To control the ordering of sequences, use cluster_order (default=None):

# - None: keep the algorithm's default order
df_clust = aa.filter_seq(df_seq=df_seq, cluster_order=None)
aa.display_df(df_clust, n_rows=-5)
# - "size": sort clusters by decreasing size
df_clust = aa.filter_seq(df_seq=df_seq, cluster_order="size")
aa.display_df(df_clust, n_rows=-5)
# - "input": restore original input order
df_clust = aa.filter_seq(df_seq=df_seq, cluster_order="input")
aa.display_df(df_clust, n_rows=-5)
  entry cluster identity_with_rep is_representative
1996 CAPSID_4517 1995 100.000000 1
1997 CAPSID_4516 1996 100.000000 1
1998 CAPSID_4300 1997 100.000000 1
1999 CAPSID_4108 1998 100.000000 1
2000 CAPSID_4984 1999 100.000000 1
  entry cluster identity_with_rep is_representative
1996 CAPSID_444 1995 100.000000 1
1997 CAPSID_4821 1996 100.000000 1
1998 CAPSID_530 1997 100.000000 1
1999 CAPSID_986 1998 100.000000 1
2000 CAPSID_4492 1999 100.000000 1
  entry cluster identity_with_rep is_representative
1996 CAPSID_5081 1975 100.000000 1
1997 CAPSID_5082 1445 100.000000 1
1998 CAPSID_5083 1148 100.000000 1
1999 CAPSID_5084 1733 100.000000 1
2000 CAPSID_5085 1802 100.000000 1

Multiprocessing can be enabled by using the n_jobs parameter, which is set to the maximum if n_jobs=None. However, this is only recommend for large datasets:

import time

# Run without multiprocessing
time_start = time.time()
df_clust = aa.filter_seq(df_seq=df_seq, n_jobs=1)
time_no_mp = round(time.time() - time_start, 2)
print(f"Time without multiprocessing: {time_no_mp} seconds")

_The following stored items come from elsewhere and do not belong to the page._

Issue #132, opened 2026-08-26
Wire the project into the repo docs and the LinkedIn profile


leonarduk:
## What

Add the LinkedIn Avatar to the root README's project list and repository-structure block, and write
the checklist for putting it on my LinkedIn profile.

## Why

The repo README is the portfolio index — a project that isn't listed there doesn't exist for a
visitor. And the whole milestone exists to produce a link on my profile; that last step deserves to
be written down rather than half-remembered. See design §9.

## How

- Root `README.md`: a `### LinkedIn Avatar` entry in "What I'm Building", matching the existing
  entries' shape (one-paragraph description, status, tech stack), plus `08-linkedin-avatar` in the
  repository-structure block; update the "Last updated" line
- `docs/linkedin-setup.md` in the project: how to add the landing page to the Featured section with a
  custom image and description, how to set the Website field in contact info, and a draft launch post
  explaining what it is and how it was built
- Note in the project README that the twin answers questions about repos in this org, so a new repo
  shows up in its knowledge within a day

## Files Affected

- `README.md`
- `projects/08-linkedin-avatar/README.md`
- `projects/08-linkedin-avatar/docs/linkedin-setup.md`

## Constraints

- Match the tone and structure of the existing root README entries
- No overclaiming — the entry describes what is deployed, not what is planned

## LLM tier

haiku

## Value

Medium Value

## Success looks like

- [ ] The root README lists the project with a working link and accurate status
- [ ] The repository-structure block includes the new directory
- [ ] The LinkedIn setup doc is followable end to end, launch post included

## Failure looks like

- The README describes features that aren't deployed
- The Featured link renders without a preview card because the setup step was skipped

Issue #131, opened 2026-08-26
Add the keep-warm ping workflow


leonarduk:
## What

A scheduled GitHub Action that pings the deployed app every ~14 minutes during waking hours to keep
the free Render instance from sleeping.

## Why

The landing page's prewarm covers a visitor who arrives via the landing page; the ping covers
everyone else and shortens the wake for everyone. See design §9.

## How

- `.github/workflows/avatar-keep-warm.yml`, cron every 14 minutes, restricted to roughly 07:00–23:00
  UTC. Note the corrected arithmetic (design §9): Render gives **750 instance-hours per month
  shared across the workspace**, and a spun-down service consumes none. A 31-day month is 744
  hours, so a 24/7 ping on a single service *would* fit — with ~6 hours of headroom, and only
  if this is the only free service in the workspace. The partial window is a deliberate choice
  to keep that headroom, not an arithmetic necessity
- A single `curl -sSf` at the app URL with a short timeout
- `workflow_dispatch` for manual runs
- Don't fail the workflow on a single failed ping; retry once, then log
- Put the instance-hours arithmetic in a comment, including the fact that widening to 24/7 is
  legitimate if this stays the only free service — re-check the current allowance first

## Files Affected

- `.github/workflows/avatar-keep-warm.yml`

## Constraints

- Must pass `workflow-lint`
- Read-only permissions
- No secrets needed — the URL is public

## LLM tier

haiku

## Value

Low Value — a nice-to-have that meaningfully improves first impressions

## Success looks like

- [ ] The scheduled run succeeds and the app responds without a cold start during the window
- [ ] A transient failure doesn't produce a red X on the repo
- [ ] The schedule stays inside the free instance-hours allowance with headroom to spare

## Failure looks like

- A schedule widened without re-checking the allowance, starving a second free service
- Failing runs producing noise every 14 minutes

Issue #130, opened 2026-08-26
Deploy to Render and document the deployment


leonarduk:
## What

Deploy the app as a Render free web service from the `projects/08-linkedin-avatar` subdirectory, and
write down exactly how, including every environment variable.

## Why

The link is worthless if it isn't live, and a deployment I can't reproduce from notes in six months
is a deployment I'll break. See design §9.

## How

- Render web service: root directory `projects/08-linkedin-avatar`, build
  `pip install -r requirements.txt`, start `python app.py`, free instance
- Environment: `DEEPSEEK_API_KEY`, `AVATAR_PROVIDER` (default `deepseek`), `PUSHOVER_USER`,
  `PUSHOVER_TOKEN`, `GRADIO_SERVER_NAME=0.0.0.0`, `GRADIO_SERVER_PORT=10000`, plus any guardrail
  overrides — see design §10 for the full list. `ANTHROPIC_API_KEY` is only needed if
  `AVATAR_PROVIDER=anthropic` is ever switched on (the documented fallback, not the default path)
- Enable GitHub Pages for the `site/` directory (or document the chosen publishing route)
- Document in `docs/deployment.md`: the settings above, how to rotate a key, how to check logs, what
  the cold-start behaviour is, and how to take the app offline in a hurry
- Record the live URLs in the project README

## Files Affected

- `projects/08-linkedin-avatar/docs/deployment.md`
- `projects/08-linkedin-avatar/README.md`

## Constraints

- No secrets in the repository — every key goes in Render's dashboard
- The doc must be followable by me with no memory of this milestone

## LLM tier

haiku

## Value

High Value

## Success looks like

- [ ] The app is reachable at a public URL and answers a question end to end
- [ ] A contact-capture conversation produces a Pushover notification on my phone
- [ ] The deployment doc lists every variable and the emergency shutdown step
- [ ] A push to `main` triggers a redeploy

## Failure looks like

- A missing environment variable causes a crash loop that only the logs explain
- A key committed to the repo
- No documented way to take it down quickly

Issue #129, opened 2026-08-26
Build the LinkedIn landing page with OG tags and app prewarm (site/index.html)


leonarduk:
## What

A static page — published on GitHub Pages — that LinkedIn actually links to: who this is, what the
twin can do, a "Start chatting" button through to the app, Open Graph tags for the link preview, and
a `fetch()` that wakes the sleeping Render instance on load.

## Why

Render's free tier sleeps after 15 minutes and takes 30–60s to wake. A recruiter who clicks a
LinkedIn link and gets a blank loading page for a minute is gone. A static page loads instantly,
renders a proper preview card on LinkedIn instead of a bare URL, and buys the wake-up time while the
visitor reads. See design §9.

## How

- Single self-contained `site/index.html` — inline CSS, no CDN dependencies
- Open Graph and Twitter card tags: title, description, image, URL
- A 1200x630 preview image (may reuse the repo's `docs/banner.png` styling)
- Above the fold: name, one-line pitch, three example questions, "Start chatting" button
- On load, fire a no-cors `fetch()` at the Render URL to trigger the wake, and show a brief "waking
  up my twin…" state on the button for the first ~20 seconds
- Links to the GitHub repo and the design doc — the page is itself part of the portfolio
- Responsive and legible on mobile; works with JavaScript disabled (button still links through)

## Files Affected

- `projects/08-linkedin-avatar/site/index.html`
- `projects/08-linkedin-avatar/site/og-image.png`

## Constraints

- No third-party scripts, no analytics, no cookies — nothing that needs a consent banner
- Must work as a plain static file, no build step
- The Render URL is a single constant, easy to change

## LLM tier

sonnet

## Value

High Value

## Success looks like

- [ ] Pasting the published URL into a LinkedIn post preview renders title, description and image
- [ ] The page renders correctly at 375px wide
- [ ] With the app asleep, opening the landing page and waiting ~20s means the chat is warm on click
- [ ] The button works with JavaScript disabled

## Failure looks like

- LinkedIn renders a bare URL with no card
- The prewarm fetch throws a visible console error or blocks rendering
- The page needs a build step to publish

PR #133, opened 2026-08-27
docs: add LinkedIn Avatar design and project README

leonarduk:
## What

The design for **LinkedIn Avatar** — an AI twin that talks to visitors about my career and my GitHub
projects, reachable from one link in the Featured section of my LinkedIn profile. Docs only; no
implementation in this PR.

- `projects/08-linkedin-avatar/docs/design.md` — architecture, knowledge pipeline, prompt/token
  budget, tools, safety and cost model, hosting, config table, sequenced build order
- `projects/08-linkedin-avatar/README.md` — project overview

## Why

Starting from the shape of [ed-donner/agents](https://github.com/ed-donner/agents)
`1_foundations/twin` (a Gradio `ChatInterface` over a LinkedIn PDF with two Pushover tools), the
design changes four things and argues for each:

1. **GitHub knowledge** — the differentiator over a CV chatbot. A nightly snapshot of my public repos
   is baked into the cached system prompt, with a `lookup_project` tool for detail on demand. At this
   size a vector store would be architecture theatre.
2. **The LinkedIn PDF never enters this public repo.** It stays gitignored; a builder emits a
   redacted `profile.md` that a human reviews before it is committed, with a `--check` mode CI can
   enforce. A leaked phone number in a public git history is permanent.
3. **Cost and abuse controls are first-class**, not an afterthought — input length cap, per-session
   and per-IP rate limits, and a daily spend kill-switch. This is a public URL with an API key
   behind it.
4. **A static landing page fronts the app** — instant load, a proper Open Graph preview card
   (LinkedIn will not embed an iframe, so the preview *is* the first impression), and a prewarm
   `fetch` that hides Render's 30–60s free-tier cold start.

## How

Model default `claude-haiku-4-5` with prompt caching on the ~20k-token system prompt and
`AVATAR_MODEL` to raise it; a behavioural eval suite decides whether that default holds. Tools are
limited to a push notification and a local read, which bounds the blast radius of a tool jailbreak to
"a visitor can send me a push notification".

## Files Affected

- `projects/08-linkedin-avatar/docs/design.md`
- `projects/08-linkedin-avatar/README.md`

## Related issues

Refs #117, #118, #119, #120, #121, #122, #123, #124, #125, #126, #127, #128, #129, #130, #131, #132

The 16 implementation issues in
[milestone 4](https://github.com/leonarduk/ai-systems-lab/milestone/4) all reference this design doc.
Each is scoped to one or two files with its own tests and labelled `sonnet` (10) or `haiku` (6) —
none needs Opus. Critical path: #117 → #120 → #122 → #124 → #125 → #130.

## Success looks like

- [ ] The design reads as a set of decisions with reasons, not a feature list
- [ ] Someone picking up any issue in milestone 4 can work from the doc without further context

### DIFF
--- a/projects/08-linkedin-avatar/docs/design.md
+++ b/projects/08-linkedin-avatar/docs/design.md
@@ -194,9 +194,11 @@ prompt exceeds it, repo full-records are dropped to index lines, oldest-pushed f
 if it still doesn't fit, that's a build error, not a silent truncation. Token counts come from the
 Anthropic count-tokens endpoint, not a heuristic.
 
-The whole system prompt gets a `cache_control` breakpoint. With a ~15–25k prompt and a 10-turn
-conversation, caching is the difference between "this is a fun demo" and "I've turned it off because
-of the bill".
+The whole system prompt gets a `cache_control` breakpoint, with the **1-hour TTL** rather than the
+default 5-minute one — a visitor reading an answer and typing a follow-up routinely takes longer than
+five minutes, so the short TTL would miss on a large share of turns (§7 has the arithmetic). With a
+~15–25k prompt and a 10-turn conversation, caching is the difference between "this is a fun demo" and
+"I've turned it off because of the bill".
 
 ---
 
@@ -235,7 +237,7 @@ This is a public endpoint with my API key behind it. Four controls, all in `guar
    acceptable weakness for the threat (casual abuse), and adding Redis for this would be the tail
    wagging the dog.
 3. **Daily spend kill-switch** — accumulate `usage` from every response into a running cost estimate;
-   past `AVATAR_DAILY_BUDGET_USD` (default `1.00`) the app stops calling the API and answers with a
+   past `AVATAR_DAILY_BUDGET_USD` (default `5.00`, see §7) the app stops calling the API and answers with a
    fixed "my twin is resting — here's my LinkedIn and email" message. This is the one control that
    must be correct, because it is the only thing standing between a bored visitor and an unbounded
    bill.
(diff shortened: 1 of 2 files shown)


projects/08-linkedin-avatar/docs/design.md
```diff
@@ -0,0 +1,377 @@
...
+about beyond one sentence.
+
+---
+
+## 7. Model and cost
+
+| | |
+|---|---|
+| Provider | Anthropic Messages API (`anthropic` Python SDK) |
+| Default model | `claude-haiku-4-5` — $1 / $5 per MTok in/out, 200K context |
```
leonarduk: **Default model ID may not be valid.** `claude-haiku-4-5` (used here and repeated in the config table at line 331 as the `AVATAR_MODEL` default) looks like it's missing the dated snapshot suffix. Current Haiku 4.5 model IDs are dated (e.g. `claude-haiku-4-5-20251001`), whereas Sonnet/Opus resolve fine as undated aliases — which is presumably why `claude-sonnet-5` on the next line works but this one may not. If the API requires the dated id for Haiku, the first deploy fails with a model-not-found error the moment the avatar tries to answer a question. Worth confirming the exact string against Anthropic's model list before issue #124 bakes it in.

projects/08-linkedin-avatar/docs/design.md
```diff
@@ -0,0 +1,377 @@
...
+| Env override | `AVATAR_MODEL`; `claude-sonnet-5` ($3 / $15) if answer quality needs it |
+| Caching | `cache_control` on the system prompt — cache reads are billed at a fraction of input tokens |
+
+This is a deliberate cost-over-capability choice, not a default: the task is "answer questions from a
+20k-token brief in a consistent voice", which is squarely Haiku-shaped. The eval set (§8) is what
+decides whether that holds; if it doesn't, the fix is one environment variable.
+
+Rough arithmetic for sizing the budget, uncached, at Haiku prices: a 10-turn conversation with a 20k
+system prompt and ~400-token answers is on the order of 200k input + 4k output ≈ **$0.22**. Caching
+the system prompt takes the dominant term down by roughly an order of magnitude. A $1/day cap
```
leonarduk: **$1/day budget seems to undercut its own stated goal.** The doc's own arithmetic just above ($0.22 per uncached 10-turn conversation) means the $1.00/day kill-switch default covers only ~4-5 full conversations before it trips — especially likely early in the day when cache misses are more common. That's a thin margin for the claim a few lines down that "a $1/day cap therefore buys a busy day's worth of genuine visitors." Worth either raising the default, or explicitly caveating that the budget assumes most conversations hit a warm cache.

projects/08-linkedin-avatar/docs/design.md
```diff
@@ -0,0 +1,377 @@
...
+A recruiter who clicks a LinkedIn link and gets a blank loading page for a minute is gone. Two
+mitigations, both in M1:
+
+1. **A static landing page** (`site/index.html`, GitHub Pages) is what LinkedIn actually links to. It
+   loads instantly, carries Open Graph tags so the LinkedIn post/Featured card renders a proper
+   title, description and image instead of a bare URL, explains in two lines what the visitor is
+   about to talk to — and fires a `fetch()` at the Render app the moment it loads, so the instance is
+   waking while the visitor reads. The "Start chatting" button then lands on a warm app.
+2. **A keep-warm ping** — a GitHub Action pinging the app every ~14 minutes during waking hours. One
+   free instance running most of the day fits inside Render's free monthly instance-hours; a 24/7
```
leonarduk: **Keep-warm math looks borderline/possibly backwards.** Render's free tier is commonly ~750 instance-hours/month; a 31-day month is 744 hours. That means a single always-on instance (pinged 24/7) would actually fit within the free allowance on its own — contradicting "a 24/7 ping does not [fit]." (It could still be right if other free services on the account share that pool, but the doc doesn't say that.) Since §7 explicitly warns not to hard-code a remembered pricing number without checking the current page, the same caution seems worth applying here before issue #131 builds a needlessly restricted 'waking hours only' schedule off it.

projects/08-linkedin-avatar/docs/design.md
leonarduk: Checked this against the model docs. `claude-haiku-4-5` is in fact a valid Claude API alias — the docs list `claude-haiku-4-5-20251001` as the ID and `claude-haiku-4-5` as the alias, so the deploy wouldn't have failed with model-not-found. (The nuance behind the instinct: for pre-4.6 models the dateless form is a pointer to a snapshot, whereas for Sonnet 5 / Opus 5 the dateless ID *is* the snapshot.)

But checking turned up a better reason to change it: **Haiku 4.5's retirement commitment is "not sooner than 15 October 2026"** — about seven weeks out. This page is meant to sit unattended on a LinkedIn profile for months, so that's the likeliest way a recruiter ends up looking at an error. Two other corrections fell out at the same time: Sonnet 5's $2/$10 launch pricing is now permanent (the increase to $3/$15 was cancelled), so the doc's "$3/$15" was wrong, and the real gap is only 2× on a workload already capped at a few dollars a day.

So the default is now `claude-sonnet-5`, with Haiku 4.5 kept as a documented cost-down option pinned to the **dated** ID. §7 also notes for #124 that Haiku 4.5 doesn't support `effort` and uses the older `thinking: {type: "enabled", budget_tokens: N}` mode.

Fixed in 1556963; #124 updated so the implementation doesn't bake in the old default.

projects/08-linkedin-avatar/docs/design.md
leonarduk: Agreed — the doc contradicted its own arithmetic, and "buys a busy day's worth of genuine visitors" was an overclaim. Raised the default to **$5.00** and replaced the hand-wave with real figures at verified prices.

Working through it also surfaced a design bug the comment didn't ask about: **the default 5-minute cache TTL is wrong for this workload.** A visitor reading a paragraph of answer and typing a follow-up routinely takes longer than five minutes, so the short TTL would miss on a large share of turns — which is what made the uncached case realistic rather than a worst case. §4 and §7 now specify the 1-hour TTL, which at 2× base input pays for itself after two reads.

Per ten-turn conversation at Sonnet 5 prices, now in §7:

| Scenario | Cost |
|---|---|
| Cached, hit every turn | ≈ $0.17 |
| Every turn misses the cache | ≈ $0.33 |
| No caching at all | ≈ $0.48 |

§7 also now says plainly what the cap is and isn't: a circuit breaker against a scripted abuser, not a capacity plan — if real traffic ever trips it, the answer is to raise it, not to ration. Prices are dated 2026-08-27 in the doc, and #126 now carries them with the same date so the tracker doesn't hard-code a remembered number.

Fixed in 1556963.

projects/08-linkedin-avatar/docs/design.md
leonarduk: You're right and the doc was wrong. Checked Render's free-tier docs: **750 instance-hours per month, shared across the workspace**, and a spun-down service consumes none of them. A 31-day month is 744 hours, so a 24/7 ping on a single service does fit — the "a 24/7 ping does not" claim was simply false.

Two details worth keeping, which is why the window survives in a different form: the allowance is per *workspace*, not per service, so 24/7 only fits while this is the only free service; and it leaves about six hours of headroom for the whole month.

§9 now states the arithmetic and presents the waking-hours window as a deliberate choice to keep that headroom rather than an arithmetic necessity, and says explicitly that widening to 24/7 is legitimate if this stays the only free service. #131 is updated the same way — the "Failure looks like" entry is now "a schedule widened without re-checking the allowance, starving a second free service" rather than the old, wrong "24/7 burns through the free tier by mid-month".

And the same caution the doc applies to pricing applies here: figures checked against the current docs on 2026-08-27, not recalled.

Fixed in 1556963.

# Run with multiprocessing
time_start = time.time()
df_clust = aa.filter_seq(df_seq=df_seq, n_jobs=3)
time_mp = round(time.time() - time_start, 2)
print(f"Time with multiprocessing. {time_mp} seconds")
Time without multiprocessing: 0.09 seconds
Time with multiprocessing. 0.13 seconds

Set verbose=True to show the direct messages of the algorithms during processing and in case of errors. This can be very detailed for MMSeqs2 and is therefore not demonstrated here.